Start of ENTRIES PROVIDED

PR #3961, opened 2022-03-11
fix(es/parser): Parse if-else chain iteratively

kdy1:
**Description:**


kdy1 (commented):
swc-bump:
  - swc_ecma_parser

PR #3969, opened 2022-03-11
chore(es/parser): Add some inline attributes

kdy1:
**Description:**

I tried delegating deallocation to another thread, but it resulted in a degraded performance because deallocating something from the other thread requires more atomic operations.
The doc of mimalloc says it's single CAS but it was slow enough


kdy1 (commented):
swc-bump:
 - swc_ecma_parser

Issue #3934, opened 2022-03-09
Support plugins in `@swc/wasm-*`


kwonoj:
### Describe the feature

The stories around supporting plugins in SWC (https://github.com/swc-project/swc/discussions/3540) did not cover wasm host version of the SWC, namely `@swc/wasm` and `@swc/wasm-web`. Currently, wasm host version of SWC lacks of _any_ kind of plugin support including existing JS based one. This issue tracks to support plugins universally across any runtime we support, including wasm host version.

The scope of plugin support is limited to the new, experimental plugin written in wasm. I do not have conclusions if it's technically possible to support JS written plugin or not but in either case we do not aim to support it in here. 

Plugin support in wasm host have working proof of concept at https://github.com/kwonoj/swc/tree/feat-plugin-js-wasm-host nowhere close to ready to be included in core. There are lots of problems need to be solved separately, however it proves main concept of let internal webassembly runtime we use can `borrow` host runtime's webassembly compiler if it runs on the supported platform. Notably, this means web brower & node.js.

These are known subtasks to achieve initial working experimental support.

- [ ] https://github.com/swc-project/swc/issues/3591 : to support wasm32-unknown-unknown plugin.
- [ ] Fix memory access issue in `PluginTransformTracker` : Somehow accessing guest memory ref fails only with PluginTransformTracker's init logic, works fine with raw poc code.
- [ ] Solve compilation config to support `wasmer` and `wasmer/js` selectively
- [ ] Non-prod ready but support loading wasm binary dynamically
- [ ] Wasm32-wasi plugin support story: likely this is upstream (browser / node) runtime issue.

### Babel plugin or link to the feature description

https://github.com/swc-project/swc/discussions/3540

kwonoj:
Upstream issues:

- https://github.com/wasmerio/wasmer/issues/2752
- https://github.com/servo/string-cache/issues/257
- https://github.com/wasmerio/wasmer/issues/2816

magic-akari:
> - [ ] Wasm32-wasi plugin support story: likely this is upstream (browser / node) runtime issue.

Does this "story" refer to https://github.com/WebAssembly/component-model ?

kwonoj:
> Does this "story" refer to [WebAssembly/component-model](https://github.com/WebAssembly/component-model) ?

[...]

PR #3977, opened 2022-03-11
build(cargo): setup plugin_runner features

kwonoj:
**Description:**

**This doesn't work currently**, opening up PR early to discuss & resolve build failures, or determine if we need some other way to workaround this instead of relying on cargo's workspace feature selection.

Basic structures of feature selection we'd like to have is

```
node
├─ swc/plugin
│  ├─ swc_plugin_runner/default
│  │  ├─ wasmer/sys

swc_cli
├─ swc/plugin
│  ├─ swc_plugin_runner/default
│  │  ├─ wasmer/sys

wasm
├─ swc/plugin_host_wasm_env
│  ├─ swc_plugin_runner/wasm
│  │  ├─ wasmer/js
```

Native entrypoint (swc_cli, node) wants to pick up wasmer/sys, and wasm target wants to pick up wasmer/js instead. However this looks like hitting https://github.com/rust-lang/cargo/issues/4463 and cargo attempts to unify all of the features at once for wasmer.

https://github.com/swc-project/swc/issues/3934

### DIFF
--- a/Cargo.lock
+++ b/Cargo.lock
@@ -887,8 +887,10 @@ source = "registry+https://github.com/rust-lang/crates.io-index"
 checksum = "7fcd999463524c52659517fe2cea98493cfe485d10565e7b0fb07dbba7ad2753"
 dependencies = [
  "cfg-if 1.0.0",
+ "js-sys",
  "libc",
  "wasi 0.10.2+wasi-snapshot-preview1",
+ "wasm-bindgen",
 ]
 
 [[package]]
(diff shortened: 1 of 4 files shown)


kdy1:
```
wasm
├─ swc/plugin_host_wasm_env
│  ├─ swc_plugin_runner/wasm
│  │  ├─ wasmer/js
```

I think this approach will not work.
Instead, we should enable it using `---features` flag only while publishing the `wasm ` packages.

kwonoj:
> we should enable it using --features flag only while publishing the wasm packages.

This is part I was not sure bit - do you mean via cli flag for wasm-pack? and by default `crates/wasm` try to compile with `wasmer/sys`?

kwonoj:
This'll need revisit after https://github.com/swc-project/swc/pull/3978 goes in.

PR #3978, opened 2022-03-11
build(cargo): set workspace default members

kwonoj:
**Description:**

Possible approaches for https://github.com/swc-project/swc/pull/3977 : 

It's non-fancy workaround. Basically, omit offending package (node / wasm) from default workspace build selection. `cargo build` skips those and we have to manually run each build scripts (`npm run build` for /node, `scripts/build.sh` for /wasm). To get the right binary those scripts are needed anyway, however I'm not sure about implications like `cargo check` _may_ miss to run over those packages. 

The other approach is having better build system to control build scripts instead of cargo. Given the scope of the work we need to achieve here, that's something I'd like to defer for now unless it shows visible gains for us.


kwonoj:
Intentionally mark as draft as this is depends on #3977.

kwonoj:
Thinking this bit more, I came to feel this is probably easiest way to resolve cargo feature selection issue (https://github.com/swc-project/swc/pull/3977)

- default cargo build won't break due to specific conflicting feature selection (wasmer/*)
- we have custom build scripts for those specific targets already (`npm run build` / `scripts/build.sh`) anyway
- does not involve heavier solutions like custom scripts, build systems, or other tooling for now.

Thoughts? concerns?

kdy1:
I agree, it's the simplest way I can think of.

kwonoj:
Cool, will rebase & convert to pr.

kdy1 (approved):
swc-bump:
 - ''

PR #3980, opened 2022-03-11
build(cargo): skip unnecessary package for the benchmark

kwonoj:
**Description:**

There are few packages we don't need to build run benchmark, updated gh workflow to skip it.

Also, not sure if this is intended or not - but there are failing benchmark cases with `--all`. PR attempts to fix it to run the benchmark properly.

### DIFF
--- a/.github/workflows/bench.yml
+++ b/.github/workflows/bench.yml
@@ -58,7 +58,7 @@ jobs:
           override: true
 
       - name: Run benchmark
-        run: cargo bench --all --exclude swc_plugin | tee output.txt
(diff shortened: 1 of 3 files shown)


.github/workflows/bench.yml
```diff
@@ -58,7 +58,7 @@ jobs:
           override: true
 
       - name: Run benchmark
-        run: cargo bench --all --exclude swc_plugin | tee output.txt
+        run: cargo bench --workspace --exclude swc_plugin --exclude wasm --exclude swc_cli --exclude node | tee output.txt
```
kwonoj, line 61: `all` -> `workspace`

```
--all
Deprecated alias for --workspace
```

kdy1 (approved):
Thank you!


---

swc-bump:
 - ''

PR #6615, opened 2022-12-11
fix(node-swc): Add missing `const_to_let` to the type

SukkaW:
**Description:**

https://github.com/swc-project/swc/blob/a5efa8af503c3e570b36248b7a05bfa393c82f0b/crates/swc_ecma_minifier/src/option/terser.rs#L243-L244

SWC has `const_to_let`, but it is missing in the type.

**BREAKING CHANGE:**


kdy1 (approved):
swc-bump:
 - dbg-swc

PR #6617, opened 2022-12-11
fix(css/minifier): transform function compressions

alexander-akait:
**Description:**

Fix regression, looks I missed that change before and so we have regression

**BREAKING CHANGE:**

No

No


kdy1 (approved):
swc-bump:
 - swc_css_minifier

PR #6621, opened 2022-12-11
fix(es/codegen): fix issue with typescript's mapped types output

### LINKED ISSUE #6616: swc_ecma_codegen emits `/` in some mapped types
### Describe the bug

I'm using swc_ecma_codegen directly to emit a .d.ts file.  It should look like this:
```
declare type Custom<A> = {
    -readonly [P in keyof A]+?: A[P];
}
```
but the actual output was:
```
declare type Custom<A> = {
    -readonly [P in keyof A]+/: A[P];
}
```

### Input code

_No response_

### Config

_No response_

### Playground link

_No response_

### Expected behavior

The following should be output 

### Actual behavior

_No response_

### Version

swc_ecma_codegen = 0.127.16

### Additional context

Updating https://github.com/swc-project/swc/blob/main/crates/swc_ecma_codegen/src/typescript.rs#L508 to output a `?` instead of `/` should fix the issue.  I can work on a PR for this.

kevinbarabash:
**Description:**

In some situations the code generated for mapped types would include a `/` instead of a `?`.

**BREAKING CHANGE:**

This is a small bug fix and shouldn't be breaking change.

fixes #6616

### DIFF
--- a/crates/swc_ecma_codegen/src/typescript.rs
+++ b/crates/swc_ecma_codegen/src/typescript.rs
@@ -505,7 +505,7 @@ where
                 }
                 TruePlusMinus::Plus => {
                     punct!("+");
-                    punct!("/");
+                    punct!("?");
                 }
                 TruePlusMinus::Minus => {
                     punct!("-");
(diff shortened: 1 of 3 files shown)


kdy1 (approved):
Thanks!

---

swc-bump:
 - swc_ecma_codegen

PR #6626, opened 2022-12-12
feat(css/compat): Add `Compiler`

kdy1:
**Description:**

Visitor patterns are inherently slow, so I decided to merge all compatibility passes into a single pass.


kdy1 (commented):
swc-bump:
 - swc_css_compat

PR #6632, opened 2022-12-13
fix(css/minifier): small bug

alexander-akait:
**Description:**

Small bug fix - don't touch nothing inside `@supports` (because it can be used to detect features supported by browser)

**BREAKING CHANGE:**

No

No


crates/swc_css_minifier/src/compressor/mod.rs
```diff
@@ -36,7 +36,7 @@ pub fn compressor() -> impl VisitMut {
 struct Compressor {
     ctx: Ctx,
     need_utf8_at_rule: bool,
-    in_supports_conidition: bool,
+    in_supports_condition: bool,
```
alexander-akait, line 39: typo

kdy1 (approved):
swc-bump:
 - swc_css_minifier

PR #6633, opened 2022-12-13
chore(es/minifier): expose `globals_defs` pass

iheyunfei:
**Description:**

I'm trying to do some global expression replacement and found I could reuse this part. Would it be ok to expose this function?

**BREAKING CHANGE:**

**Related issue (if exists):**

PR #6634, opened 2022-12-13
chore: export minifier global_defs

underfin:
**Description:**

The `global_defs` is a common visitor, export it to let another library can reference it.

**BREAKING CHANGE:**


kdy1:
Are you aware of https://github.com/swc-project/swc/pull/6633 ?

underfin:
Oh. thanks.

PR #6645, opened 2022-12-14
feat(css/prefixer): nested calc

alexander-akait:
**Description:**

Port - https://preset-env.cssdb.org/features/#nested-calc

Also bug fix - always use `(` and `)` for prefixed

**BREAKING CHANGE:**

No

No


kdy1 (approved):
swc-bump:
 - swc_css_prefixer

PR #6657, opened 2022-12-14
feat(css/parser): normalize selector AST

alexander-akait:
**Description:**

Normalize selector AST where it is allowed by spec

**BREAKING CHANGE:**

No

No


kdy1 (approved):
swc-bump:
 - swc_css_parser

End of ENTRIES PROVIDED

§ TASK INSTRUCTIONS:
Check each line of the data above for the word "slow", then state how many lines have it. Give the number alone.

§ RESULT OF THE TASK:
2